Currently I’m helping colleagues to read open data in Azure Data Fabric. Here are some of my experiences with it.

I don’t want to do an extensive description of what Data Fabric is. In short, if you have an organisational Azure account, you can enable Data Fabric. You can then create Fabric workspaces and within workspaces you can create lakehouses for storage, pipelines and notebooks for automation. Lakehouses are like data lakes that act a bit like data warehouses with schemas, tables etc.. So you can store unstructured data in them as files, but also have tables you can read with SQL.

Notebooks are quite nice

You can automate stuff by calling notebooks with Python. And the nice thing about that, is that you can add text formatted with Markdown. So you can add nicely formatted documentation about what steps in your notebook are doing.

So it’s code, but it’s also documentation.

Lakehouses need time to start

One of the features data lakehouses bring, is the separation of compute and storage. Storage is cheap and it can stay online. But compute (CPU, GPU) is expensive and you want to not be billed for those longer than necessary. So compute clusters are automatically deactivated after a while.

That’s great, but when you connect again, they take time to start up. If you create many different lakehouses for different purposes in your Fabric workspace, and if you have pipelines that access many of them, each one of them needs to startup. And this can take minutes.

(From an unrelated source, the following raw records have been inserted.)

PR #2950, opened 2021-04-30
GetHighestSequenceNumber API filter HOLE entries

annym:
## Overview

Description: current getHighestSequenceNumber returns highest sequence number regardless of it being a DATA or HOLE entry. This patch allows this API to distinguish and retrieve highest sequence number of a valid DATA entry. 

Why should this be merged: client request

- [x] Public API has Javadoc

### DIFF
--- a/runtime/src/main/java/org/corfudb/runtime/collections/CorfuStore.java
+++ b/runtime/src/main/java/org/corfudb/runtime/collections/CorfuStore.java
@@ -1,22 +1,29 @@
 package org.corfudb.runtime.collections;
 
+import com.google.common.collect.Iterables;
 import com.google.protobuf.Message;
 import lombok.Getter;
-import org.corfudb.common.metrics.micrometer.MeterRegistryProvider;
+import lombok.extern.slf4j.Slf4j;
+import org.corfudb.protocols.wireprotocol.ILogData;
+import org.corfudb.protocols.wireprotocol.StreamAddressRange;
 import org.corfudb.protocols.wireprotocol.Token;
 import org.corfudb.runtime.CorfuRuntime;
 import org.corfudb.runtime.CorfuStoreMetadata.TableName;
 import org.corfudb.runtime.CorfuStoreMetadata.Timestamp;
 import org.corfudb.runtime.Queue;
+import org.corfudb.runtime.view.Address;
 import org.corfudb.runtime.view.TableRegistry;
+import org.corfudb.runtime.view.stream.StreamAddressSpace;
+import org.corfudb.util.Utils;
 
 import javax.annotation.Nonnull;
 import javax.annotation.Nullable;
 import java.lang.reflect.InvocationTargetException;
 import java.util.Collection;
 import java.util.List;
-import java.util.Optional;
-import java.util.concurrent.atomic.AtomicLong;
+import java.util.Map;
+import java.util.NavigableSet;
+import java.util.UUID;
 
 /**
  * CorfuStore is a protobuf API layer that provides all the features of CorfuDB.
@@ -28,12 +35,13 @@ import java.util.concurrent.atomic.AtomicLong;
  * <p>
  * Created by zlokhandwala on 2019-08-02.
  */
+@Slf4j
 public class CorfuStore {
 
     @Getter
     private final CorfuRuntime runtime;
 
-    private final Optional<AtomicLong> openTableCounter;
+    private final CorfuStoreMetrics corfuStoreMetrics;
 
     /**
      * Creates a new CorfuStore.
@@ -55,9 +63,7 @@ public class CorfuStore {
     public CorfuStore(@Nonnull final CorfuRuntime runtime, boolean enableTxLogging) {
         runtime.setTransactionLogging(enableTxLogging);
         this.runtime = runtime;
-        openTableCounter = MeterRegistryProvider.getInstance()
-                .map(registry ->
-                        registry.gauge("open_tables.count", new AtomicLong(0L)));
+        this.corfuStoreMetrics = new CorfuStoreMetrics();
     }
 
     /**
@@ -104,7 +110,7 @@ public class CorfuStore {
         long startTime = System.nanoTime();
         Table table =
                 runtime.getTableRegistry().openTable(namespace, tableName, kClass, vClass, mClass, tableOptions);
-        openTableCounter.ifPresent(count -> count.getAndIncrement());
+        corfuStoreMetrics.recordTableCount();
         long elapsedTime = System.nanoTime() - startTime;
         table.getMetrics().recordTableOpenTime(elapsedTime);
         return table;
@@ -218,7 +224,11 @@ public class CorfuStore {
     }
 
     /**
-     * Return the address of the latest updated made in this table.
+     * Return the address of the latest update made in this table.
+     *
+     * Note: we can't deliberately return the tail of the stream map
+     * as this entry might be a HOLE, we need to filter and return only that
+     * corresponding to the last DATA entry.
      *
      * @param namespace - namespace that this table belongs to.
      * @param tableName - table name of this table without the namespace prefixed in.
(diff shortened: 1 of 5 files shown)


runtime/src/main/java/org/corfudb/runtime/collections/CorfuStore.java
```diff
@@ -218,19 +220,55 @@ public TxnContext txn(@Nonnull final String namespace, IsolationLevel isolationL
...
+        // Overall strategy:
+        // (1) Retrieve streams full address map from sequencer
+        // (2) Read entries in reverse to confirm it's a DATA type entry (for optimization
+        // read in batches). A batch size of 4 is guaranteed to suit one edge case case scenario: i.e.,
+        // consecutive checkpoints enforcing holes (3 rounds of CP accumulate before trim happens == 3 holes)
+
+        long startTime = System.nanoTime();
+        StreamAddressSpace streamAddressSpace = this.runtime.getSequencerView()
+                .getStreamAddressSpace(new StreamAddressRange(CorfuRuntime.getStreamID(
+                        TableRegistry.getFullyQualifiedTableName(namespace, tableName)), Address.MAX, Address.NON_ADDRESS));
```
hisundar, line 245: Just wondering if it would suffice to just the last getHighestSequenceNumberBatchSize number of entries from Address.MAX, and fetch more if the first batch is depleted, that way we avoid sending large bitmaps over?
(But since this is just the bitmap, perhaps its ok too)

runtime/src/main/java/org/corfudb/runtime/collections/CorfuStore.java
```diff
@@ -218,19 +220,55 @@ public TxnContext txn(@Nonnull final String namespace, IsolationLevel isolationL
...
+        int numBatches = 0;
+
+        if (streamAddressSpace.size() != 0) {
+            NavigableSet<Long> addresses = streamAddressSpace.copyAddressesToSet(Address.MAX).descendingSet();
+            Iterable<List<Long>> batches = Iterables.partition(addresses,
+                    runtime.getParameters().getHighestSequenceNumberBatchSize());
+
+            for (List<Long> batch : batches) {
+                numBatches++;
+                Map<Long, ILogData> entries = runtime.getAddressSpaceView().read(batch);
```
hisundar, line 256: Maybe a comment or TODO to indicate that we can optimize this later to not transfer actual data since we are only really interested in testing for holes?

runtime/src/main/java/org/corfudb/runtime/collections/CorfuStore.java
```diff
@@ -218,19 +220,55 @@ public TxnContext txn(@Nonnull final String namespace, IsolationLevel isolationL
...
+                .getStreamAddressSpace(new StreamAddressRange(CorfuRuntime.getStreamID(
+                        TableRegistry.getFullyQualifiedTableName(namespace, tableName)), Address.MAX, Address.NON_ADDRESS));
+
+        int numBatches = 0;
+
+        if (streamAddressSpace.size() != 0) {
+            NavigableSet<Long> addresses = streamAddressSpace.copyAddressesToSet(Address.MAX).descendingSet();
+            Iterable<List<Long>> batches = Iterables.partition(addresses,
+                    runtime.getParameters().getHighestSequenceNumberBatchSize());
+
```
hisundar, line 253: Do you want to short circuit this for empty streams?

runtime/src/main/java/org/corfudb/runtime/collections/CorfuStore.java
```diff
@@ -218,19 +220,55 @@ public TxnContext txn(@Nonnull final String namespace, IsolationLevel isolationL
...
+                        return address;
+                    }
+                }
+            }
+        }
+
+        corfuStoreMetrics.recordBatchReads(numBatches);
+        corfuStoreMetrics.recordNumberReads(numBatches*runtime.getParameters().getHighestSequenceNumberBatchSize());
+        corfuStoreMetrics.recordHighestSequenceNumberDuration(System.nanoTime() - startTime);
+        return streamAddressSpace.getTrimMark();
```
hisundar, line 271: can we add a log line to indicate that we are returning the trim mark? Hopefully this should only happen for totally empty streams.

hisundar (commented):
Looks good mostly, just minor comments. thanks

runtime/src/main/java/org/corfudb/runtime/collections/CorfuStore.java
annym: It's a valid point, but I honestly doubt this would be necessary as we have never seen these bitmaps being a problem on transfer (and on restart they are completely transferred from log unit to sequencer), also if checkpointing is happening bitmaps are trimmed regularly.

runtime/src/main/java/org/corfudb/runtime/collections/CorfuStore.java
annym: what do you mean? this is only if streamAddressSpace.size() != 0 (not empty) or are you referring to something different?

runtime/src/main/java/org/corfudb/runtime/collections/CorfuStore.java
annym: sure, I'm adding this at DEBUG level as I'm guessing this is only for debugging purposes. Otherwise, not sure if for the case of search it could end up being called too many times, cause I'm guessing that on each read they call this API. If you think it should be a different level let me know...

runtime/src/main/java/org/corfudb/runtime/collections/CorfuStore.java
hisundar: I guess batches would be 1 if the number of addresses are less than the batch size.

hisundar (approved):
LGTM

runtime/src/main/java/org/corfudb/runtime/collections/CorfuStoreMetrics.java
```diff
@@ -0,0 +1,72 @@
...
+import io.micrometer.core.instrument.MeterRegistry;
+import org.corfudb.common.metrics.micrometer.MeterRegistryProvider;
+
+import java.util.Optional;
+import java.util.concurrent.atomic.AtomicInteger;
+
+public class CorfuStoreMetrics {
+    // Keep track of the number of read entries to compute a stream's highestSequenceNumber
+    private final Optional<AtomicInteger> numberBatchReads;
+    private final Optional<AtomicInteger> numberReads;
```
zhangn49, line 14: The type of these two metrics is Integer, which means they will be reset every time when getHighestSequenceNumber gets called. They won't have statistical data, is this what we want?

runtime/src/main/java/org/corfudb/runtime/collections/CorfuStore.java
```diff
@@ -218,19 +224,61 @@ public TxnContext txn(@Nonnull final String namespace, IsolationLevel isolationL
...
+        if (streamAddressSpace.size() != 0) {
+            NavigableSet<Long> addresses = streamAddressSpace.copyAddressesToSet(Address.MAX).descendingSet();
+            Iterable<List<Long>> batches = Iterables.partition(addresses,
+                    runtime.getParameters().getHighestSequenceNumberBatchSize());
+
+            for (List<Long> batch : batches) {
+                numBatches++;
+                // TODO: We can optimize this such that actual data is not transferred back to the client,
+                //  we require an API that inspects the data at the remote and indicates whether its an actual DATA
+                //  entry or a HOLE, e.g.: Map<Long, DataType> entryTypes = runtime.getAddressSpaceView().getDataType(batch)
```
zhangn49, line 263: Is it possible that we have an API to get stream's non-HOLE tail sequence number? It will have only one RPC

zhangn49 (approved):
LGTM, one question about metrics.

runtime/src/main/java/org/corfudb/runtime/collections/CorfuStore.java
hisundar: It is, we discussed the same, just want to do this in phases, first phase we do the basic client only fix. Next phase either an rpc that returns the first non-hole address or an rpc that does not transfer data.

runtime/src/main/java/org/corfudb/runtime/collections/CorfuStoreMetrics.java
annym: I'm not on expert on this framework. But for these two metrics I actually used a gauge instead of a counter as according to the documentation:
"While a counter must always go up, gauges have no such constraint: a gauge outputs a value, unrelated from one call to the next." which is the case of these variable which are not increasing but are independent one from the other. Still I think this will give statistical data or are you sure it won't?

zhangn49: I am pretty sure it won't give statistical data. 

> Gauge. A gauge is a metric that represents a single numerical value that can arbitrarily go up and down. Gauges are typically used for measured values like temperatures or current memory usage

Previously we use gauge to capture cache hit ratio or miss ratio, which is a single value when you access it. In this case, I think you can use histogram

annym: Yep you're correct, I looked into the metrics we collect and effectively there is no statistical data on these. In that case I think I'll use a DistributionSummary.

So better go with one big lakehouse with many schemas for different purposes, I think. Though I’ve also been working with several notebooks on the same lakehouse and then I got a message I could only connect with one notebook to a lakehouse at the time.

Where are my files in a lakehouse?

When you’re not familiar with lakehouses yet, and you created files to be stored in the lakehouse, you sometimes wonder: where are they?

Know that the lakehouse explorer has two modes, and the default one (I think) is SQL analytics endpoint. There you won’t see any files. Switch to Lakehouse view and you’ll see the file side of things.

Fabric has Data Factory, but with less debug

I’m not exactly a fan of low-code solutions. I’ve been working with some. Debug seems always to be lacking for one thing. In Azure Data Factory does have debug features actually. But the variant of Data Factory in Data Fabric doesn’t have those debug features. So when you don’t understand what data is going through the pipeline, your only hope is writing the in between data in files or tables.

For example, I have this Lookup action that reads a table with dataset names. And in the Copy data1_copy1 action it is supposed to do an Odata call and store the results that come back. The Lookup1 action does have a preview data option. But there’s no clear way what the pipeline is doing in subsequent actions, what data went through the pipeline. So I’m still quite in the dark why this pipeline is writing the results of each Odata call to all the lakehouse files.

You can also use a Get Metadata action in between. But chances are that if you wanted to use Get Metadata to investigate a failing action that comes after, Get Metadata is now the failing action.

Meanwhile, notebooks do have all the logging and debugging data you’d could want. So if it is up to me, I wouldn’t go with Data Factory pipelines.

Where are my connections?

In Data Factory I find pipelines within pipelines within pipelines already hard to maintain. But then there are connections. Once you have created a connection (to an Odata source or another workspace or pipeline) it is really difficult to find it back.

Someone asked questions about how to find a connection when you have a connection ID and Microsoft answer basically was “Oh, that’s a good idea. We should build an interface for that some day”.